Top of Record extracts

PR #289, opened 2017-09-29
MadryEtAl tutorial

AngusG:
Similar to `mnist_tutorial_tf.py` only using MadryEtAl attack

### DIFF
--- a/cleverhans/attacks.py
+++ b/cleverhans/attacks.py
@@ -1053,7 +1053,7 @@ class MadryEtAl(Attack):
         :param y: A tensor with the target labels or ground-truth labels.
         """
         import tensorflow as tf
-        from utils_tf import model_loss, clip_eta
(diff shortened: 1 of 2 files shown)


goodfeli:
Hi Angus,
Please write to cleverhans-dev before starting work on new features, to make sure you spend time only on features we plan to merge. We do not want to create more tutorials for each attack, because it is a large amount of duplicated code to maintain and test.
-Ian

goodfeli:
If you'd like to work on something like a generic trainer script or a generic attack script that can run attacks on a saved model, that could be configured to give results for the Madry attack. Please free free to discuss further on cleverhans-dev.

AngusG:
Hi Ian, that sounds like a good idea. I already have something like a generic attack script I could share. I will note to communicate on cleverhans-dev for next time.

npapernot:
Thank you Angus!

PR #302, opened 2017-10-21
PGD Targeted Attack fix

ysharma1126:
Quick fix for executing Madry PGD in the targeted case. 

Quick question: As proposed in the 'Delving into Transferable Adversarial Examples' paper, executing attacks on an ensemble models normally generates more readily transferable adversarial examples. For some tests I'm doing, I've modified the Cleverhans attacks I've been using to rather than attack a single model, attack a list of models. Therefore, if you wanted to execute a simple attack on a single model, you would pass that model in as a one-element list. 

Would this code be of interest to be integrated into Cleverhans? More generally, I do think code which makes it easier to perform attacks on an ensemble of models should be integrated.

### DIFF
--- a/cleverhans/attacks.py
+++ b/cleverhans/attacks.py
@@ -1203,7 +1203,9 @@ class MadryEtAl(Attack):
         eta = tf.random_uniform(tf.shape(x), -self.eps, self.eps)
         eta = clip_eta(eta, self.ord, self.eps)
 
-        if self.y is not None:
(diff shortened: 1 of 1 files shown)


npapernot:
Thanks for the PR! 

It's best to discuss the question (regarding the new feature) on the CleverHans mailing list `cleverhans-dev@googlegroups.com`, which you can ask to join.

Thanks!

Bottom of Record extracts
Top of Record extracts

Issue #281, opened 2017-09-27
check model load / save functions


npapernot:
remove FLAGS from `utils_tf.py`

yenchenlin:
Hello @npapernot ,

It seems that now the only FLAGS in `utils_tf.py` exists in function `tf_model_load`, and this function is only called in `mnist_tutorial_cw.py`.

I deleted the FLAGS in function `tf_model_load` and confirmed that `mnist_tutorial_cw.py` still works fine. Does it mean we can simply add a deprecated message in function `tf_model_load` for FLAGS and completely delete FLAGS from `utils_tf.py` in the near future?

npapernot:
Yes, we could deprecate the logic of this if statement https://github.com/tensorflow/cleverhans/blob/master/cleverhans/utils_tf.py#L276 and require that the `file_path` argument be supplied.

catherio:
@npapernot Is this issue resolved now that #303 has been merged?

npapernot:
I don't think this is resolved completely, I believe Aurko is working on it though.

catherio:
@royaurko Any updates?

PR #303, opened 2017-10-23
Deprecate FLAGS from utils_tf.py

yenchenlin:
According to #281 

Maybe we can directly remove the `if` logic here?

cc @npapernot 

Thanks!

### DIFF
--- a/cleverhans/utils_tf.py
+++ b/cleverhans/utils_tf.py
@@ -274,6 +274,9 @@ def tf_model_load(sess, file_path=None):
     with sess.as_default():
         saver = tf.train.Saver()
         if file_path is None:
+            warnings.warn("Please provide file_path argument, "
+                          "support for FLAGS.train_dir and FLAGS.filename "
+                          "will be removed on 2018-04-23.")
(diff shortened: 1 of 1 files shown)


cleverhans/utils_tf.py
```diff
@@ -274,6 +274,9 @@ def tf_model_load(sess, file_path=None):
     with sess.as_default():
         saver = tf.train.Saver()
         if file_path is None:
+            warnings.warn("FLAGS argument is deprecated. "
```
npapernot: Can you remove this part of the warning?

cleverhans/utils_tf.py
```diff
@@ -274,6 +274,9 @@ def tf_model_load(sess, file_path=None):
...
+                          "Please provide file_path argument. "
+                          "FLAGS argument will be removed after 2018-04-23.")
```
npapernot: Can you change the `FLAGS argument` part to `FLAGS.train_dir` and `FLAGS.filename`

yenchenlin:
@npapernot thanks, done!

Bottom of Record extracts

* Work request *
Which lines above contain the word "think"? Copy each of them.

* Answer to this exercise *
Would this code be of interest to be integrated into Cleverhans? More generally, I do think code which makes it easier to perform attacks on an ensemble of models should be integrated.
I don't think this is resolved completely, I believe Aurko is working on it though.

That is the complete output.